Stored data

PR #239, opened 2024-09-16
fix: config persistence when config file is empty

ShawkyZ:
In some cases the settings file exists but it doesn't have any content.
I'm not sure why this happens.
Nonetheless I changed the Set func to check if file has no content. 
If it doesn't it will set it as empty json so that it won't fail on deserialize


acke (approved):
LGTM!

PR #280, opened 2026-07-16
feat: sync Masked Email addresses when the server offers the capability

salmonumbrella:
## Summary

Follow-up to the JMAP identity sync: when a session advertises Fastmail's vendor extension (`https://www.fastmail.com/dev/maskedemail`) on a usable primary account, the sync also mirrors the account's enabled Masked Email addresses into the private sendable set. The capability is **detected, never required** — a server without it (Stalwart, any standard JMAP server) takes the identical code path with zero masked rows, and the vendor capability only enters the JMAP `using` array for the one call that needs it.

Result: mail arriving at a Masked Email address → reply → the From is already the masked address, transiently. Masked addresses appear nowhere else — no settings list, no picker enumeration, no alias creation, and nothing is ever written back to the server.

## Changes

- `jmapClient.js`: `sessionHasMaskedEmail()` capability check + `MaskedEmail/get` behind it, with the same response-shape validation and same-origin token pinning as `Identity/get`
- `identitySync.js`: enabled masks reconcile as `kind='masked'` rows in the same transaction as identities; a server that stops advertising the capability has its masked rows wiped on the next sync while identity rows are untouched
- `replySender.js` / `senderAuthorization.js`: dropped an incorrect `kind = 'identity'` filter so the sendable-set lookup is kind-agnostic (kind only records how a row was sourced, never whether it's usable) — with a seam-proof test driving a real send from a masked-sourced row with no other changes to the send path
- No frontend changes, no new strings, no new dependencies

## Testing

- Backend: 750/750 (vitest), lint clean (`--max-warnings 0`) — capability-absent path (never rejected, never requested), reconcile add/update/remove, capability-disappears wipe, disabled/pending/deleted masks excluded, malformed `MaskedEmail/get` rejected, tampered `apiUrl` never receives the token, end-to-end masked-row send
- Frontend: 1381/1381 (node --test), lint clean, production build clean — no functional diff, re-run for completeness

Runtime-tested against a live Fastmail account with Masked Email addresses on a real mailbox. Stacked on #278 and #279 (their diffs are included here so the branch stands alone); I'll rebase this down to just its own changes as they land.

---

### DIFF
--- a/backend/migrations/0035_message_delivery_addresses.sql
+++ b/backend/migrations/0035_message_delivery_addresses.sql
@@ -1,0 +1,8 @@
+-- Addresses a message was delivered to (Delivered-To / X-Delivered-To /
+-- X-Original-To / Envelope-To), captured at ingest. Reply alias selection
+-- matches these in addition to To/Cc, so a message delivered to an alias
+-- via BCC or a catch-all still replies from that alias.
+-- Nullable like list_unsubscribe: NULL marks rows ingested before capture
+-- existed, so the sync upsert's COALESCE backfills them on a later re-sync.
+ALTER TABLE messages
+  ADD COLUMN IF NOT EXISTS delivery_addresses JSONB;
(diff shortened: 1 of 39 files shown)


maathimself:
---
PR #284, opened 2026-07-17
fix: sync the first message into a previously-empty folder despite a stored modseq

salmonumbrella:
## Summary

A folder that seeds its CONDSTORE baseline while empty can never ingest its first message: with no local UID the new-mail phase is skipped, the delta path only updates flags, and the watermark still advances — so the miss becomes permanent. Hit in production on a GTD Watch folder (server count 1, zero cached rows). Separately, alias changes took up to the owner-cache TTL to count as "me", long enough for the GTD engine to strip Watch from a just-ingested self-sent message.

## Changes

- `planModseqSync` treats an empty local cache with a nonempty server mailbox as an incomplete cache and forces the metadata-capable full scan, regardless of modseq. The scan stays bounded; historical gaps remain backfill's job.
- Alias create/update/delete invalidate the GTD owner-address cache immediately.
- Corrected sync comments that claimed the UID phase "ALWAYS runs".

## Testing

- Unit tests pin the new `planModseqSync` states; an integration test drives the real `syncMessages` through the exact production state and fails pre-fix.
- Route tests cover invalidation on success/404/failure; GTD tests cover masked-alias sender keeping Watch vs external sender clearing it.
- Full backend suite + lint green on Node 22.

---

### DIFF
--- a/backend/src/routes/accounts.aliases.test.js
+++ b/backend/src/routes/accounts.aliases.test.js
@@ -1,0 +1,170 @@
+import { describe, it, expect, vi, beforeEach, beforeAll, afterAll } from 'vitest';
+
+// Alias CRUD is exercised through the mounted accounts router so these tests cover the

TASK OBJECTIVE => Your response should contain each line of the entries above that holds the string "through".

TASK ANSWER =>
- Unit tests pin the new `planModseqSync` states; an integration test drives the real `syncMessages` through the exact production state and fails pre-fix.
+// Alias CRUD is exercised through the mounted accounts router so these tests cover the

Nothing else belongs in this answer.